Only the lines of the data holding the string "existing" need to be returned.

+++ Records to use

PR #3072, opened 2026-08-07
spec: propose MCP URL elicitation transport v3

ethanniser:
As the author of the current x402 over MCP spec I realized that since I wrote that, [MCP Elicitation](https://modelcontextprotocol.io/specification/2026-07-28/client/elicitation) has progressed a lot. I think the current spec is quite jank in comparison to URL based eliciation, which I think actually fits x402 very well.

This is a AI-written version of what a v3 spec could look like. Can dig into it deeper if people agree this is the right direction to go

---

## Summary

Adds a proposed v3 MCP transport that composes MCP URL elicitation with the existing x402 HTTP transport.

MCP handles user consent, continuation state, and resuming the protected operation. All payment protocol messages remain on the HTTP leg.

## Design

- Signals payment requirements using MCP `InputRequiredResult` and URL mode elicitation.
- Requires MCP protocol version `2026-07-28` or later.
- Uses the existing x402 HTTP v2 transport without defining alternative payment encodings or headers.
- Converts successful HTTP settlement into a single-use entitlement bound to the authenticated MCP principal and exact operation.
- Resumes the original MCP request using opaque `requestState`.
- Returns an ordinary terminal MCP result without repeating settlement data in MCP metadata.
- Defines identity binding, replay protection, idempotency, cancellation, and post-settlement failure behavior.

This keeps `PaymentRequired`, `PaymentPayload`, and `SettlementResponse` objects out of MCP messages and allows existing x402 HTTP clients, wallets, facilitators, and middleware to be reused.

### DIFF
--- a/specs/transports-v3/mcp.md
+++ b/specs/transports-v3/mcp.md
@@ -1,0 +1,365 @@
+# Transport: MCP (URL Elicitation)
+
+## Summary
+
+This transport composes MCP URL elicitation with the existing x402 HTTP
+transport. MCP elicits consent to open a payment URL and resumes the protected
+operation after payment; all payment protocol messages use the HTTP transport.
+
+The MCP client never receives or submits `PaymentRequired`, `PaymentPayload`,
+or `SettlementResponse` objects. The elicited HTTP resource MUST implement the
+[x402 HTTP transport](../transports-v2/http.md) without modification.
+
+This document defines version 3 of the x402 MCP transport. The elicited HTTP
+resource continues to use x402 protocol version 2. Transport version and core
+x402 protocol version are independent.
+
+## Requirements
+
+This transport requires MCP protocol version `2026-07-28` or later and the MCP
+multi round-trip request (MRTR) pattern. It applies to MCP operations that may
+return an `InputRequiredResult`:
+
+- `tools/call`
+- `resources/read`
+- `prompts/get`
+
+Examples use `tools/call`; the same rules apply to the other supported
+operations.
+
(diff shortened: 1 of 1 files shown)


specs/transports-v3/mcp.md
```diff
@@ -0,0 +1,365 @@
...
+    Client->>Server: tools/call (id: 1)
+    Server-->>Client: InputRequiredResult(URL, requestState)
+    Client->>User: Show URL and request consent
+    User-->>Client: Accept
+    Client->>Browser: Open elicitation URL
+    Browser->>Server: x402 HTTP request
+    Server-->>Browser: x402 HTTP payment required
+    Browser->>Server: x402 HTTP paid request
+    Server->>Server: Settle and record entitlement
+    Server-->>Browser: x402 HTTP settlement response
```
erikreppel, line 90: The current design has the nice property of allowing for servers to be stateless, introducing state to the server is generally something I think we should try to avoid unless there are clear benefits.

The first benefit seems to be not requiring the x402 types to be included in the MCP payloads, I'm curious what else there is.

erikreppel (commented):
Good doc!

This design makes a ton of sense to me in the elicitation paradigm, I think the question in my mind is does opting into elicitation and the required server side state that accompanies it provide enough benefit to justify the incremental server requirement.

I do think we should revisit the MCP transport design with stateless MCP coming out

ethanniser:
@erikreppel agreed- made a fresh pr for a stateless formal "mcp extension": #3106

++++++

▶ Task solution
Adds a proposed v3 MCP transport that composes MCP URL elicitation with the existing x402 HTTP transport.
- Uses the existing x402 HTTP v2 transport without defining alternative payment encodings or headers.
This keeps `PaymentRequired`, `PaymentPayload`, and `SettlementResponse` objects out of MCP messages and allows existing x402 HTTP clients, wallets, facilitators, and middleware to be reused.
+This transport composes MCP URL elicitation with the existing x402 HTTP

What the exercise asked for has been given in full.